## Work to complete
The required answer is each line in the entries below where "apiVersion" occurs.

-- Opening Marker --

PR #923, opened 2021-07-06
update default provider to k8s 1.21

RamLavi:
**What this PR does / why we need it**:
This PR updates the KBUEVIRTCI_TAG and updated the default provider to k8s-1.21

**Special notes for your reviewer**:

**Release note**:

```release-note
NONE
```

PR #928, opened 2021-07-12
Add alerts infra and basic alert CnaoDown

RamLavi:
This PR add infra support and basic alert `CnaoDown` to CNAO 

manually tested with CRC:
metric:
monitoring-graph
you can see that CNAO being down for >5 minutes is casuing the alert below
alert:
alarm fired

**Release note**:

```release-note
NONE
```

### DIFF
--- a/Makefile
+++ b/Makefile
@@ -81,7 +81,7 @@ whitespace: $(all_sources)
 	./hack/whitespace.sh --fix
 	touch $@
 
-check: whitespace-check vet goimports-check gen-k8s-check test/unit
+check: whitespace-check vet goimports-check gen-k8s-check test/unit prom-rules-verify
 	./hack/check.sh
 
 whitespace-check: $(all_sources)
@@ -120,6 +120,11 @@ docker-push-operator:
 
 docker-push-registry:
 	docker push $(IMAGE_REGISTRY)/$(REGISTRY_IMAGE):$(IMAGE_TAG)
+
+prom-rules-verify:
+	hack/prom-rule-ci/verify-rules.sh \
+	data/monitoring/prom-rule.yaml \
+	hack/prom-rule-ci/prom-rules-tests.yaml
 
 cluster-up:
 	./cluster/up.sh
@@ -221,4 +226,5 @@ bump-all: bump-nmstate bump-kubemacpool bump-macvtap-cni bump-linux-bridge bump-
 	bump-% \
 	bump-all \
 	gen-k8s \
+	prom-rules-verify \
 	release
--- a/cluster/up.sh
+++ b/cluster/up.sh
@@ -18,6 +18,9 @@ set -ex
 
 SCRIPTS_PATH="$(dirname "$(realpath "$0")")"
 source ${SCRIPTS_PATH}/cluster.sh
+
+export KUBEVIRT_DEPLOY_PROMETHEUS=true
+
 cluster::install
 
 $(cluster::path)/cluster-up/up.sh
--- a/cmd/manager/main.go
+++ b/cmd/manager/main.go
@@ -3,8 +3,6 @@ package main
 import (
 	"context"
 	"flag"
-	"fmt"
-
 	"log"
 	"os"
 	"runtime"
@@ -12,11 +10,8 @@ import (
 	osv1 "github.com/openshift/api/operator/v1"
 	"github.com/operator-framework/operator-sdk/pkg/k8sutil"
 	"github.com/operator-framework/operator-sdk/pkg/leader"
-	"github.com/operator-framework/operator-sdk/pkg/metrics"
 	sdkVersion "github.com/operator-framework/operator-sdk/version"
 	"github.com/spf13/pflag"
-	v1 "k8s.io/api/core/v1"
-	"k8s.io/apimachinery/pkg/util/intstr"
 	_ "k8s.io/client-go/plugin/pkg/client/auth/gcp"
 	"sigs.k8s.io/controller-runtime/pkg/client/config"
 	"sigs.k8s.io/controller-runtime/pkg/manager"
@@ -24,13 +19,8 @@ import (
 
 	"github.com/kubevirt/cluster-network-addons-operator/pkg/apis"
 	"github.com/kubevirt/cluster-network-addons-operator/pkg/controller"
+	"github.com/kubevirt/cluster-network-addons-operator/pkg/monitoring"
 	"github.com/kubevirt/cluster-network-addons-operator/pkg/util/k8s"
-)
-
-var (
-	metricsHost               = "0.0.0.0"
-	metricsPort         int32 = 8383
-	operatorMetricsPort int32 = 8686
 )
 
 func printVersion() {
@@ -72,7 +62,7 @@ func main() {
 	// Create a new Cmd to provide shared dependencies and start components
 	mgr, err := manager.New(cfg, manager.Options{
 		Namespace:          namespace,
-		MetricsBindAddress: fmt.Sprintf("%s:%d", metricsHost, metricsPort),
+		MetricsBindAddress: monitoring.GetMetricsAddress(),
 		MapperProvider:     k8s.NewDynamicRESTMapper,
 	})
 	if err != nil {
@@ -95,17 +85,6 @@ func main() {
 	// Setup all Controllers
 	if err := controller.AddToManager(mgr); err != nil {
 		log.Printf("failed setting up operator controllers: %v", err)
-		os.Exit(1)
-	}
-
-	servicePorts := []v1.ServicePort{
-		{Port: metricsPort, Name: metrics.OperatorPortName, Protocol: v1.ProtocolTCP, TargetPort: intstr.IntOrString{Type: intstr.Int, IntVal: metricsPort}},
-		{Port: operatorMetricsPort, Name: metrics.CRPortName, Protocol: v1.ProtocolTCP, TargetPort: intstr.IntOrString{Type: intstr.Int, IntVal: operatorMetricsPort}},
-	}
-
-	// Create Service object to expose the metrics port.
-	if _, err = metrics.CreateMetricsService(ctx, cfg, servicePorts); err != nil {
-		log.Printf("failed to create metrics server: %v", err)
 		os.Exit(1)
 	}
 
--- a/data/monitoring/prom-rule.yaml
+++ b/data/monitoring/prom-rule.yaml
@@ -1,0 +1,9 @@
+apiVersion: monitoring.coreos.com/v1
+kind: PrometheusRule
+metadata:
+  labels:
+    prometheus.cnao.io: ""
+  name: prometheus-rules-cluster-network-addons-operator
+  namespace: {{ .Namespace }}
+spec:
+  groups:
--- a/data/monitoring/prom-rule.yaml
+++ b/data/monitoring/prom-rule.yaml
@@ -7,3 +7,15 @@ metadata:
   namespace: {{ .Namespace }}
 spec:
   groups:
+    - name: kubevirt.cnao.rules
+      rules:
+        - expr: sum(up{namespace='{{ .Namespace }}', pod=~'cluster-network-addons-operator-.*'} or vector(0))
+          record: kubevirt_cnao_num_up_operators
+        - alert: CnaoDown
+          annotations:
+            summary: CNAO pod is down.
+            runbook_url: http://kubevirt.io/monitoring/runbooks/CnaoDown
+          expr: kubevirt_cnao_num_up_operators == 0
+          for: 5m
+          labels:
+            severity: warning
--- a/data/monitoring/service.yaml
+++ b/data/monitoring/service.yaml
@@ -1,0 +1,17 @@
+apiVersion: v1
+kind: Service
+metadata:
+  labels:
+    prometheus.cnao.io: ""
+  name: cluster-network-addons-operator-prometheus-metrics
+  namespace: {{ .Namespace }}
+spec:
+  ports:
+    - name: metrics
+      port: 8080
+      protocol: TCP
+      targetPort: metrics
+  selector:
+    prometheus.cnao.io: ""
+  sessionAffinity: None
+  type: ClusterIP
--- a/hack/prom-rule-ci/prom-rules-tests.yaml
+++ b/hack/prom-rule-ci/prom-rules-tests.yaml
@@ -1,0 +1,37 @@
+---
+rule_files:
+  - /tmp/rules.verify.yaml
+
+group_eval_order:
+  - kubevirt.cnao.rules
+
+tests:
+# CnaoDown positive tests
+  - interval: 1m
+    input_series:
+      - series: "kubevirt_cnao_num_up_operators"
+        values: "0 0 0 0 0 0"
+
+    alert_rule_test:
+      - eval_time: 5m
+        alertname: CnaoDown
+        exp_alerts:
+          - exp_annotations:
+              summary: "CNAO pod is down."
+              runbook_url: "http://kubevirt.io/monitoring/runbooks/CnaoDown"
+            exp_labels:
+              severity: "warning"
+# CnaoDown negative tests
+  - interval: 1m
+    input_series:
+      - series: "kubevirt_cnao_num_up_operators"
+        values: "1 1 1 0 1 1"
+      - series: "kubevirt_cnao_num_up_operators"
+        values: "1 1 1 1 1 1"
+      - series: "kubevirt_cnao_num_up_operators"
+        values: "0 0 0 0 0 1"
+
+    alert_rule_test:
+      - eval_time: 5m
+        alertname: CnaoDown
+        exp_alerts:
--- a/hack/prom-rule-ci/verify-rules.sh
+++ b/hack/prom-rule-ci/verify-rules.sh
@@ -1,0 +1,68 @@
+#!/usr/bin/env bash
+
+set -xe
+
+source hack/components/yaml-utils.sh
+
+TMP_PATH=$(mktemp -d -p /tmp -t alerts-test-XXXXXX)
+PROMETHERUS_IMAGE=quay.io/prometheus/prometheus:v2.15.2
+
+teardown() {
+  rm -rf "${TMP_PATH}"
+}
+
+# get_prometheus_rule_spec extracts the spec from the prometheus rule instance
+get_prometheus_rule_spec() {
+  local prom_yaml=$1
+  local output_prom_spec=$2
+
+  prom_rule_spec=$(yaml-utils::get_param ${prom_yaml} spec)
+  echo "${prom_rule_spec}" >${output_prom_spec}
+}
+
+# test_setup prepares all the needed files in the tmp folder
+test_setup() {
+  local prom_yaml=$1
+  local tests_yaml=$2
+  local tmp_prom_spec=$3
+  local tmp_tests_file=$4
+
+  get_prometheus_rule_spec ${prom_yaml} ${tmp_prom_spec}
+  cp ${tests_yaml} ${tmp_tests_file}
+}
+
+verify_prom_spec() {
+  local tmp_prom_spec=$1
+
+  docker run --rm --entrypoint=/bin/promtool \
+  -v ${tmp_prom_spec}:/tmp/rules.verify.yaml:ro \
+  ${PROMETHERUS_IMAGE} \
+  check rules /tmp/rules.verify.yaml
+}
+
+check_rules() {
+  local tmp_prom_spec=$1
+  local tmp_tests_file=$2
+
+  docker run --rm --entrypoint=/bin/promtool \
+  -v ${tmp_prom_spec}:/tmp/rules.verify.yaml:ro \
+  -v ${tmp_tests_file}:/tmp/rules.test.yaml:ro \
+  ${PROMETHERUS_IMAGE} \
+  test rules /tmp/rules.test.yaml
+}
+
+main() {
+  local prom_yaml="${1:?}"
+  local tests_file="${2:?}"
+  local tmp_prom_spec=${TMP_PATH}/prom-spec
+  local tmp_tests_file=${TMP_PATH}/prom-rules-tests.yaml
+
+  trap teardown EXIT SIGINT
+
+  test_setup ${prom_yaml} ${tests_file} ${tmp_prom_spec} ${tmp_tests_file}
+
+  verify_prom_spec ${tmp_prom_spec}
+  check_rules ${tmp_prom_spec} ${tmp_tests_file}
+}
+
+main "$@"
--- a/pkg/components/components.go
+++ b/pkg/components/components.go
@@ -260,6 +260,14 @@ func GetDeployment(version string, operatorVersion string, namespace string, rep
 									Name:  "WATCH_NAMESPACE",
 									Value: "",
 								},
+								{
+									Name:  "MONITORING_NAMESPACE",
+									Value: "openshift-monitoring",
+								},
+								{
+									Name:  "MONITORING_SERVICE_ACCOUNT",
+									Value: "prometheus-k8s",
+								},
 							},
 						},
 					},
--- a/pkg/components/components.go
+++ b/pkg/components/components.go
@@ -13,6 +13,7 @@ import (
 
 	cnao "github.com/kubevirt/cluster-network-addons-operator/pkg/apis/networkaddonsoperator/shared"
 	cnaov1 "github.com/kubevirt/cluster-network-addons-operator/pkg/apis/networkaddonsoperator/v1"
+	"github.com/kubevirt/cluster-network-addons-operator/pkg/names"
 	"github.com/kubevirt/cluster-network-addons-operator/pkg/util/k8s"
 )
 
@@ -137,6 +138,9 @@ func GetDeployment(version string, operatorVersion string, namespace string, rep
 			Annotations: map[string]string{
 				cnaov1.SchemeGroupVersion.Group + "/version": k8s.StringToLabel(operatorVersion),
 			},
+			Labels: map[string]string{
+				names.PROMETHEUS_LABEL_KEY: "",
+			},
 		},
 		Spec: appsv1.DeploymentSpec{
 			Replicas: int32Ptr(1),
@@ -151,7 +155,8 @@ func GetDeployment(version string, operatorVersion string, namespace string, rep
 			Template: corev1.PodTemplateSpec{
 				ObjectMeta: metav1.ObjectMeta{
 					Labels: map[string]string{
-						"name": Name,
+						"name":                     Name,
+						names.PROMETHEUS_LABEL_KEY: "",
 					},
 					Annotations: map[string]string{
 						"description": "cluster-network-addons-operator manages the lifecycle of different Kubernetes network components on top of Kubernetes cluster",
--- a/pkg/components/components.go
+++ b/pkg/components/components.go
@@ -13,6 +13,7 @@ import (
 
 	cnao "github.com/kubevirt/cluster-network-addons-operator/pkg/apis/networkaddonsoperator/shared"
 	cnaov1 "github.com/kubevirt/cluster-network-addons-operator/pkg/apis/networkaddonsoperator/v1"
+	"github.com/kubevirt/cluster-network-addons-operator/pkg/monitoring"
 	"github.com/kubevirt/cluster-network-addons-operator/pkg/names"
 	"github.com/kubevirt/cluster-network-addons-operator/pkg/util/k8s"
 )
@@ -177,6 +178,13 @@ func GetDeployment(version string, operatorVersion string, namespace string, rep
 								Requests: corev1.ResourceList{
 									corev1.ResourceCPU:    resource.MustParse("50m"),
 									corev1.ResourceMemory: resource.MustParse("30Mi"),
+								},
+							},
+							Ports: []corev1.ContainerPort{
+								corev1.ContainerPort{
+									Name:          "metrics",
+									Protocol:      "TCP",
+									ContainerPort: monitoring.GetMetricsPort(),
 								},
 							},
 							Env: []corev1.EnvVar{
--- a/pkg/controller/networkaddonsconfig/networkaddonsconfig_controller.go
+++ b/pkg/controller/networkaddonsconfig/networkaddonsconfig_controller.go
@@ -504,6 +504,11 @@ func updateObjectsLabels(crLables map[string]string, objs []*unstructured.Unstru
 		}
 		// Label objects with version of the operator they were created by
 		labels[cnaov1.SchemeGroupVersion.Group+"/version"] = operatorVersionLabel
+		labels[names.PROMETHEUS_LABEL_KEY] = ""
+		err = updateObjectTemplateLabels(obj, labels, []string{names.PROMETHEUS_LABEL_KEY})
+		if err != nil {
+			return err
+		}
 
 		appLabelKeys := []string{names.COMPONENT_LABEL_KEY, names.PART_OF_LABEL_KEY, names.VERSION_LABEL_KEY, names.MANAGED_BY_LABEL_KEY}
 
--- a/pkg/controller/networkaddonsconfig/networkaddonsconfig_controller.go
+++ b/pkg/controller/networkaddonsconfig/networkaddonsconfig_controller.go
@@ -92,7 +92,7 @@ func Add(mgr manager.Manager) error {
 	}
 	clusterInfo.SCCAvailable = sccAvailable
 
-	addMonitorServiceResources, err := isMonitoringAvailable(clientset)
+	addMonitorServiceResources, err := IsMonitoringAvailable(clientset)
 	if err != nil {
 		// we don't want CNAO to fail only if monitoring cannot be activated.
 		addMonitorServiceResources = false
@@ -608,7 +608,7 @@ func isSCCAvailable(c kubernetes.Interface) (bool, error) {
 }
 
 // isMonitoringAvailable checks if we can deploy the monitoring component
-func isMonitoringAvailable(c kubernetes.Interface) (bool, error) {
+func IsMonitoringAvailable(c kubernetes.Interface) (bool, error) {
 	prometheusRuleResourceAvailable, err := isResourceAvailable(c, "customresourcedefinitions/prometheusrules.monitoring.coreos.com", "apiextensions.k8s.io", "v1")
 	if err != nil {
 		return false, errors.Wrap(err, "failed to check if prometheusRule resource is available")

-- Closing Marker --

## Exercise answer
+apiVersion: monitoring.coreos.com/v1
+apiVersion: v1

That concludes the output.